Question:

Physics laws cannot be altered by the observer’s frames of reference. The transformation from a lab reference frame to a moving reference frame is known as Galilean transformation. Show that Newton’s laws are invariant under Galilean transformation.

Answer:

Galilean transformation subtracts the amount of displacement regarding velocity of the moving frame of reference to make the equivalent observation from the lab frame. Namely,

\[  x’ = x – vt, \quad t’ = t  \]

We assume that the time elapses equally for both frames; and the relative velocity is constant.

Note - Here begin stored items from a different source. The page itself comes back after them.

PR #4972, opened 2025-06-06
fix: build_config in TorchLlmArgs and avoid arbitrary args 

Superjomn:
This PR restores the reverted PR #4600 with some fix on the ToT

It addresses two bugs:

- The LLM class accepts arbitrary arguments without reporting errors
- `max_batch_size`, `max_seq_len` and other values from build_config are ignored

### DIFF
--- a/tensorrt_llm/llmapi/llm_args.py
+++ b/tensorrt_llm/llmapi/llm_args.py
@@ -752,7 +752,7 @@ class BaseLlmArgs(BaseModel):
     """
     model_config = {
         "arbitrary_types_allowed": True,
-        "extra": "allow",
+        "extra": "forbid",
     }
 
     # Explicit arguments
@@ -930,18 +930,17 @@ class BaseLlmArgs(BaseModel):
     # private fields those are unstable and just for internal use
     num_postprocess_workers: int = Field(
         default=0,
-        description="The number of postprocess worker processes.",
-        alias="_num_postprocess_workers")
+        description=
+        "The number of processes for generated token postprocessing, such as detokenization and so on."
+    )
 
     postprocess_tokenizer_dir: Optional[str] = Field(
         default=None,
-        description="The postprocess tokenizer directory.",
-        alias="_postprocess_tokenizer_dir")
+        description="The path to the tokenizer directory for postprocessing.")
 
     reasoning_parser: Optional[str] = Field(
         default=None,
-        description="The parser to separate reasoning content from output.",
-        alias="_reasoning_parser")
+        description="The parser to separate reasoning content from output.")
 
     # TODO[Superjomn]: To deprecate this config.
     decoding_config: Optional[object] = Field(
@@ -957,6 +956,28 @@ class BaseLlmArgs(BaseModel):
         json_schema_extra={"type": "Optional[MpiSession]"},
         exclude=True,  # exclude from serialization
         alias="_mpi_session")
+
+    _parallel_config: Optional[object] = PrivateAttr(default=None)
+    _model_format: Optional[_ModelFormatKind] = PrivateAttr(default=None)
+    _speculative_model: Optional[str] = PrivateAttr(default=None)
+    _speculative_model_format: Optional[_ModelFormatKind] = PrivateAttr(
+        default=None)
+
+    @property
+    def parallel_config(self) -> _ParallelConfig:
+        return self._parallel_config
+
+    @property
+    def model_format(self) -> _ModelFormatKind:
+        return self._model_format
+
+    @property
+    def speculative_model(self) -> Optional[_ModelFormatKind]:
+        return self._speculative_model
+
+    @property
+    def speculative_model_format(self) -> _ModelFormatKind:
+        return self._speculative_model_format
 
     @print_traceback_on_error
     def model_post_init(self, __context: Any):
@@ -990,7 +1011,7 @@ class BaseLlmArgs(BaseModel):
         if self.moe_expert_parallel_size is None:
             self.moe_expert_parallel_size = -1
 
-        self.parallel_config = _ParallelConfig(
+        self._parallel_config = _ParallelConfig(
             tp_size=self.tensor_parallel_size,
             pp_size=self.pipeline_parallel_size,
             cp_size=self.context_parallel_size,
@@ -1012,6 +1033,15 @@ class BaseLlmArgs(BaseModel):
             tensorrt_llm.llmapi.llm_utils.BaseLlmArgs: The `BaseLlmArgs` instance.
         """
         kwargs = BaseLlmArgs._maybe_update_config_for_consistency(dict(kwargs))
+        # build_config always prioritize over flattened arguments in kwargs
+        if build_config := kwargs.pop("build_config", None):
+            if kwargs.get("backend") == "pytorch":
+                logger.warning("build_config is deprecated from PyT path.")
+            kwargs["max_batch_size"] = build_config.max_batch_size
+            kwargs["max_num_tokens"] = build_config.max_num_tokens
+            kwargs["max_seq_len"] = build_config.max_seq_len
+            kwargs["max_beam_width"] = build_config.max_beam_width
+
         ret = cls(**kwargs)
         ret._setup()
         return ret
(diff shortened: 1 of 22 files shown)


QiJune (approved):

tensorrt_llm/llmapi/llm_args.py
```diff
@@ -1190,7 +1149,7 @@ def _setup_speculative_config(self):
 
                 self.build_config.max_draft_len = self.speculative_config.max_draft_len
 
-                if self.backend not in ['pytorch', '_autodeploy']:
+                if self.backend != 'pytorch':
```
lucaslie, line 1152: Why are we removing the `_autodeploy` check from here?

tensorrt_llm/llmapi/llm_args.py
```diff
@@ -1210,7 +1169,7 @@ def _setup_speculative_config(self):
                         eagle3_one_model)
             elif isinstance(self.speculative_config, NGramDecodingConfig):
                 self.build_config.speculative_decoding_mode = SpeculativeDecodingMode.NGRAM
-                assert self.backend in ['pytorch', '_autodeploy']
+                assert self.backend == 'pytorch'
```
lucaslie, line 1172: same here: I think the `_autodeploy` check should remain

tensorrt_llm/llmapi/llm_args.py
```diff
@@ -1583,6 +1656,11 @@ class TorchLlmArgs(BaseLlmArgs):
         "If true, enable min-latency mode. Currently only used for Llama4.",
     )
 
+    auto_deploy_config: Optional[object] = Field(
```
lucaslie, line 1659: should be removed. Not used anymore

tests/unittest/llmapi/test_llm_utils.py
```diff
@@ -41,7 +40,7 @@ def test_CachedModelLoader():
     args = LlmArgs(model=llama_model_path,
                    kv_cache_config=KvCacheConfig(free_gpu_memory_fraction=0.4))
     args.enable_build_cache = True
-    args._setup()
+    args.model_post_init({})
```
lucaslie, line 43: why do you need to call this explicitly? The Pydantic model should call this automatically during init

tensorrt_llm/llmapi/llm_args.py
```diff
@@ -955,11 +950,43 @@ class BaseLlmArgs(BaseModel):
...
+
+    @property
+    def speculative_model_format(self) -> _ModelFormatKind:
+        return self._speculative_model_format
+
     @print_traceback_on_error
     def model_post_init(self, __context: Any):
+        self._ensure_lora_config_consistency()
+
+        self.max_input_len = self.max_input_len or 1024
```
lucaslie, line 988: This change doesn't make sense. Why do we set the default value to `None` but then overwrite it here in the `model_post_init`. Seems to me we should keep `1024` as the default value. 

If you want to handle the case where somebody may provide `None` as a value, e.g., `BaseLlmArgs(max_input_len=None)` we should have a field validator for that

tensorrt_llm/llmapi/llm_args.py
```diff
@@ -955,11 +950,43 @@ class BaseLlmArgs(BaseModel):
...
+        self.quant_config = self.quant_config or QuantConfig()
```
lucaslie, line 989: Same here. why not use a field validator? 

Generally speaking, I suggest we keep the `model_post_init` function at a minimum to avoid obfuscation. Field validators are supposed to provide a more scalable, modular approach to post-processing field values in pydantic models

tensorrt_llm/llmapi/llm_args.py
```diff
@@ -1407,25 +1380,47 @@ class TrtLlmArgs(BaseLlmArgs):
...
+
     # Private attributes
     _auto_parallel_config: Optional[AutoParallelConfig] = PrivateAttr(
         default=None)
     # This is used to hold the options for convert_checkpoint
     _convert_checkpoint_options: Dict[str,
                                       Any] = PrivateAttr(default_factory=dict)
 
+    # This state helps to manage the build_config initialization.
+    _build_config_init_method: Optional[Literal["from_kwargs", "from_engine",
```
FrankD412, line 1405: Couldn't this also be handled by a `model_validator` that checks if an engine directory was specified?

tensorrt_llm/llmapi/llm_args.py
```diff
@@ -1446,6 +1441,89 @@ def model_post_init(self, __context):
         if self.parallel_config.auto_parallel:
             self.parallel_config.world_size = self.auto_parallel_world_size
 
+        # Setup build config after model initialization
+        self._setup_build_config()
+        self._setup_enable_build_cache()
+        self._setup_speculative_config()
+        self._setup_embedding_parallel_mode()
+
+        self.calib_config = self.calib_config or CalibConfig()
```
FrankD412, line 1450: Could be handled with `Field(default_factory=CalibConfig, ...)`

tensorrt_llm/llmapi/llm_args.py
```diff
@@ -1463,9 +1541,10 @@ class TorchLlmArgs(BaseLlmArgs):
 
     # Just a dummy BuildConfig to allow code reuse with the TrtLlmArgs
     build_config: Optional[object] = Field(
-        default=None,
+        default_factory=lambda: BuildConfig(),
```
FrankD412, line 1544: You don't need a `lambda` function here. You can just specify `BuildConfig`

tensorrt_llm/llmapi/llm_args.py
FrankD412, line 1172: I'm confused why this is if-else logic. Couldn't the respective speculative decoding configs handle their own validation and setup?

FrankD412: Though that might require another option for defining which speculation mode you're using.

tensorrt_llm/llmapi/llm_args.py
Superjomn: This is a rebase mistake, I will restore it.

tests/unittest/llmapi/test_llm_utils.py
Superjomn: Here the member is assigned after the instance creation. Will the validator be invoked automatically after that?

tensorrt_llm/llmapi/llm_args.py
Superjomn: It could work, but I just moved the original code here with minimum change. Just hope to keep the scope of this PR as it contains some bugfix and easy to get conflict.

tensorrt_llm/llmapi/llm_args.py
Superjomn: Good suggestion, updated.

tensorrt_llm/llmapi/llm_args.py
lucaslie: I see. In that case your current approach seems reasonable to me. 

However, let's maybe work backwards here? What is the final default value we want? Is it always going to be that `build_config` overwrites LlmArgs? If not maybe we should just overwrite the value in build_config with the value in LlmArgs?

tests/unittest/llmapi/test_llm_utils.py
lucaslie: Why can't you set the argument during initialization? 

and yes you are right. field/model validators won't be called when you update a field value after init

tensorrt_llm/llmapi/llm_args.py
FrankD412: @lucaslie -- @Superjomn and I met, we agreed this can be covered by a build config specific model validator in the "after" mode (feel free to correct me if I'm misremembering).

About the warning, if both are set shouldn't that be an error? I'm hesitant that we would set that for the user (TRT-LLM produces a lot of output and it's easy for that warning to get lost).

lucaslie: Sounds good. 👍 

Either way I think it would be useful to understand what is the desired 1.0 behavior and work backwards from there to define the requirements to resolve the overlapping config values in my opinion

tensorrt_llm/llmapi/llm_args.py
```diff
@@ -990,7 +1017,7 @@ def model_post_init(self, __context: Any):
         if self.moe_expert_parallel_size is None:
             self.moe_expert_parallel_size = -1
 
-        self.parallel_config = _ParallelConfig(
+        self._parallel_config = _ParallelConfig(
```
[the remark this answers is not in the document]
Superjomn: After a discussion with @FrankD412 , I got some takeaways. Introducing multiple model_validators can help break down the complex logic in model_post_init into smaller methods so that each one can be clearer. I will try to introduce more model_validators in this PR. But I may leave some coarse-grained to keep smaller changes to avoid conflict and complex rebase.

tensorrt_llm/llmapi/llm_args.py
Superjomn: Good catch, updated.

tensorrt_llm/llmapi/llm_args.py
Superjomn: Removed this as they become unnecessary after breaking down the logic into a sequental model_validators, thanks for the great suggestions!

Superjomn:
Hi @FrankD412 @lucaslie , in the latest commit, I introduced more model_validator and field_validator and break down most of the mode_post_init logics. Please help review again.

pcastonguay (approved):
lgtm

chzblych (approved):

tensorrt_llm/llmapi/llm_args.py
FrankD412: This looks good! -- thanks for spending the extra time on the refactoring, I think this looks clean and we don't need to worry about calling the post init hook anymore. 😃

FrankD412 (approved):

suyoggupta (approved):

Thus, the velocity becomes

\[  v’ = \frac{dx’}{dt’}=\frac{d}{dt}(x-vt)=\frac{dx}{dt}-v  \]

The acceleration becomes

\[  a’ = \frac{d^2x’}{dt’^2}=\frac{dv’}{dt’}=\frac{d}{dt}\left(\frac{dx}{dt}-v \right)=\frac{d^2x}{dt^2}=a  \]

Again, note that \(v\) is a constant. Therefore, the Newton’s equation of motion must be invariant under Galilean transformation.

\[  F’=m\frac{d^2x’}{dt’^2}=ma=F  \]

In other words, the physics law is the same from any observers.